The creatures were everywhere. These were smaller, ember bright, moving in the peripheral vision and going still the moment you looked directly at them.
Six, he counted without moving his head. Probably more behind me.
He had been walking for four minutes before he understood that he was already surrounded. The creatures were waiting for an opportunity to stroke. Unfortunately they'd chosen the wrong person.
He reached for his power and let it move downward into the ash beneath his feet, feeling outward, mapping the small weight signatures around him. Eight total. Positioned in a rough circle about twelve feet out, all of them still.
He moved first.
The ground shifted beneath the nearest two simultaneously, ash surging upward in a sudden wave. He was already through the gap before they reoriented, Genshi cutting clean arcs through the ones that followed too quickly. The others scattered.
He let them go.
Don't have time to waste killing them, he thought.
He kept moving.
Three kilometers northeast Rosh was having a considerably less subtle experience.
The crater had come from nowhere. One moment he was moving through the trees at a decent pace, the next the ground in front of him dropped away into a bowl of glowing orange rock and superheated air that hit him like a wall. He stepped back, reassessed, turned left.
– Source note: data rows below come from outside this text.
PR #1079, opened 2019-02-18
Update ToolsSidebar macro to remove obsolete extending devtools links

chrisdavidmills:
... and replace them with a link to the updated Browser Extensions tutorial

As per https://github.com/mdn/sprints/issues/1035

I have just made it link to the en-US version regardless of the locale, because there are not many translations of the page, but choosing the right one is a pain because the URL slugs are all localized too. So leaving it like this for now.


chrisdavidmills:
Cool, thanks @wbamberg

PR #1067, opened 2019-02-04
test(macros): Format GroupData test

ExE-Boss:
This formats the&nbsp;`GroupData` test using Prettier.

review?(@escattone, @wbamberg)

PR #1080, opened 2019-02-20
Basic tests for APIRef macro

escattone:
This PR adds some basic testing (HTML linting, basic `href` checks) for the `APIRef.ejs` macro. It also fixes an HTML error in `APIRef.ejs` found by the test. I've let all of the calls to `template` run without mocks, since they all effectively load the real data/HTML from files within the repo (they don't make any network calls).

~~I've added one additional, unrelated commit that updates `tests/macros/groupdata.test.js` with its `prettier` version, which had not yet been committed.~~

### DIFF
--- a/tests/macros/apiref.test.js
+++ b/tests/macros/apiref.test.js
@@ -1,0 +1,262 @@
+/**
+ * @prettier
+ */
+const { JSDOM } = require('jsdom');
+
+const {
+    beforeEachMacro,
+    describeMacro,
+    itMacro,
+    lintHTML
+} = require('./utils');
+
+const GAMEPAD_SUBPAGES_EXPAND = [
+    {
+        json_modified: '2019-01-16T23:02:17.747616',
+        subpages: [],
+        tags: [
+            'Property',
+            'Gamepad API',
+            'NeedsBetterSpecLink',
+            'Reference',
+            'NeedsMarkupWork',
+            'API',
+            'Référence(2)',
+            'Games'
+        ],
+        locale: 'en-US',
+        translations: [
+            {
+                uuid: '533ea9eb-06ae-4518-82bf-4f409ebae3d0',
+                title: 'Gamepad.axes',
+                url: '/ja/docs/Web/API/Gamepad/axes',
+                tags: [
+                    'API',
+                    'Gamepad API',
+                    'NeedsBetterSpecLink',
+                    'Reference',
+                    'NeedsMarkupWork',
+                    'Property',
+                    'Référence(2)',
+                    'Games'
+                ],
+                summary:
+                    '<a href="/ja/docs/Web/API/Gamepad" title="Gamepad API の Gamepad インターフェースはそれぞれのゲームパットやその他のコントローラーを定義し、ボタンのプッシュや軸位置やIDといった情報にアクセスできるようにします。"><code>Gamepad</code></a> インターフェースの <code><strong>Gamepad.axes</strong></code> プロパティは<span class="tlid-translation translation"><span title="">デバイス上に存在する軸を持つコントロールを表す配列を返します。</span></span> (例 : アナログスティック)。-',
+                localization_tags: [],
+                locale: 'ja',
+                last_edit: '2018-12-18T04:32:23.760574',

Three of them came out of the treeline at the same moment. These were large ones. Built low to the ground with wide flat heads and bodies that radiated heat visibly, the air around them shimmering. They moved with the specific confidence of things that had never encountered meaningful resistance.
Rosh looked at them for about two seconds.
The first one came fast, leading with a wide sweep of something that was less a limb and more a concentrated wall of force and heat. Rosh planted his feet and caught it.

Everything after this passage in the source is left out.